Exercise goal:
Copies of all lines containing the string "IEnumerable" are needed from the data below.

◆ ◆ ◆

PR #2553, opened 2020-08-18
Fix client information population of ApplicationInsights telemetry

### LINKED ISSUE #2552: Client location information is not populated on ApplicationInsights telemetry
Client Ip address is not captured by ApplicationInsights SDK and client location information is not populated on the telemetry inside Azure Functions, but populated when ApplicationInsights SDK is user in ASP.NET or ASP.NET Core service.
Client IPs are protected GDPR so they do not appear by default on the portal, instead Application Inisghts ingestion service populates client location (city, state, country).

#### Repro steps

1. Create HTTP-trigger Function, enable application insights and deploy it

2. Call Function

3. Check client location on the telemetry

#### Expected behavior

All telemetry reported in the scope of the user request should have client location populated (city, state, country)

#### Actual behavior

Telemetry does not have a client location.

#### Known workarounds

- Configure [Functions.Startup](https://docs.microsoft.com/en-us/azure/azure-functions/functions-dotnet-dependency-injection)
- Add Microsoft.Azure.WebJobs.Logging.ApplicationInsights nuget package 
- Copy [ClientIpHeaderTelemetryInitializerCopy](https://gist.github.com/lmolkova/b5fe5a1a48144f0caf95addcb6f86be6)
- Add this to startup:
 
```csharp
    {
        {
            var clientIpInitializerAdded = builder.Services.Any(i =>
                i.ServiceType == typeof(ITelemetryInitializer) && i.ImplementationType == typeof(ClientIpHeaderTelemetryInitializer));

            if (!clientIpInitializerAdded)
            {
                builder.Services.AddSingleton<ITelemetryInitializer, ClientIpHeaderTelemetryInitializerCopy>();
            }
        }
    }
```
 
#### Related information 

`ClientIpHeaderTelemetryInitializer` needs to be added in DI container by WebJobs: 

https://github.com/Azure/azure-webjobs-sdk/blob/1052ca70db52ff54261c33428f082c25b24c9b16/src/Microsoft.Azure.WebJobs.Logging.ApplicationInsights/Extensions/ApplicationInsightsServiceCollectionExtensions.cs#L54-L58

WebJobs should **not** set IPs to zero

https://github.com/Azure/azure-webjobs-sdk/blob/dev/src/Microsoft.Azure.WebJobs.Logging.ApplicationInsights/Initializers/WebJobsTelemetryInitializer.cs#L50-L60

* Package version

```xml
<Project Sdk="Microsoft.NET.Sdk">
  <PropertyGroup>
    <TargetFramework>netcoreapp3.1</TargetFramework>
    <AzureFunctionsVersion>v3</AzureFunctionsVersion>
  </PropertyGroup>
  <ItemGroup>
    <PackageReference Include="Microsoft.Azure.Functions.Extensions" Version="1.0.0" />
    <PackageReference Include="Microsoft.Azure.WebJobs.Logging.ApplicationInsights" Version="3.0.18" />
    <PackageReference Include="Microsoft.NET.Sdk.Functions" Version="3.0.3" />
  </ItemGroup>
</Project>
```

* Links to source

lmolkova:
Fix #2552

This PR adds default ApplicaitonInsights way to populate client IP. Because of GDPR, client IPs are removed at ingestion endpoint and instead location info is populated.

The default behavior (available for ASP.NET  and ASP.NET Core apps) populates client Ip from  `X-forwarded-For` (first value) on request telemetry and all nested telemetry items.

Functions/WebJobs behaves differently: webjobs parse `X-Forwarded-For` and falling back to `HttpContext.Connection.RemoteIpAddress` and set it on request only. WebJobs also set ip to 0.0.0.0 on all other items.

This PR enables default AppInsights way to populate clientIp by adding TelemetryInitializer. 
1. It relies on presence of `IHttpContextAccessor` enabled by [functions host](https://github.com/Azure/azure-functions-host/blob/826c0b520c1e81d2f3106d08711c08f1bce4aa95/src/WebJobs.Script.WebHost/WebHostServiceCollectionExtensions.cs#L67)
   - it uses this mechanism only if extended HTTP trigger info is configured (`HttpAutoCollectionOptions.EnableHttpTriggerExtendedInfoCollection`, true by default)
2. for the case when `EnableHttpTriggerExtendedInfoCollection` is false, we keep the old behavior (use  `X-Forwarded-For` and fall back to `HttpContext.Connection.RemoteIpAddress` and set it on request only. WebJobs also set ip to 0.0.0.0 on all other items)

I'm also happy to change old behavior. I'm not sure what were the reasons to set IPs to `0.0.0.0` and how useful it is to fallback  `HttpContext.Connection.RemoteIpAddress`.  
@brettsam what do you think?

### DIFF
--- a/src/Microsoft.Azure.WebJobs.Logging.ApplicationInsights/ApplicationInsightsLogger.cs
+++ b/src/Microsoft.Azure.WebJobs.Logging.ApplicationInsights/ApplicationInsightsLogger.cs
@@ -355,7 +355,7 @@ namespace Microsoft.Azure.WebJobs.Logging.ApplicationInsights
         /// </summary>
         /// <param name="state"></param>
         /// <param name="scope"></param>
-        private static void ApplyFunctionResultActivityTags(IEnumerable<KeyValuePair<string, object>> state, IDictionary<string, object> scope)
+        private void ApplyFunctionResultActivityTags(IEnumerable<KeyValuePair<string, object>> state, IDictionary<string, object> scope)
         {
             // Activity carries tracing context. It is managed by instrumented library (e.g. ServiceBus or Asp.Net Core)
             // and consumed by ApplicationInsights.
@@ -416,7 +416,9 @@ namespace Microsoft.Azure.WebJobs.Logging.ApplicationInsights
                     currentActivity.AddTag(LogConstants.LogLevelKey, logLevel.ToString());
                 }
 
-                if (scope.TryGetValue(ApplicationInsightsScopeKeys.HttpRequest, out var request) && request is HttpRequest httpRequest)
+                if (!_loggerOptions.HttpAutoCollectionOptions.EnableHttpTriggerExtendedInfoCollection && 
+                    scope.TryGetValue(ApplicationInsightsScopeKeys.HttpRequest, out var request) &&
+                    request is HttpRequest httpRequest)
                 {
                     currentActivity.AddTag(LoggingConstants.ClientIpKey, GetIpAddress(httpRequest));
                 }
--- a/src/Microsoft.Azure.WebJobs.Logging.ApplicationInsights/Extensions/ApplicationInsightsServiceCollectionExtensions.cs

◆ ◆ ◆

Answer space:
-        private static void ApplyFunctionResultActivityTags(IEnumerable<KeyValuePair<string, object>> state, IDictionary<string, object> scope)
+        private void ApplyFunctionResultActivityTags(IEnumerable<KeyValuePair<string, object>> state, IDictionary<string, object> scope)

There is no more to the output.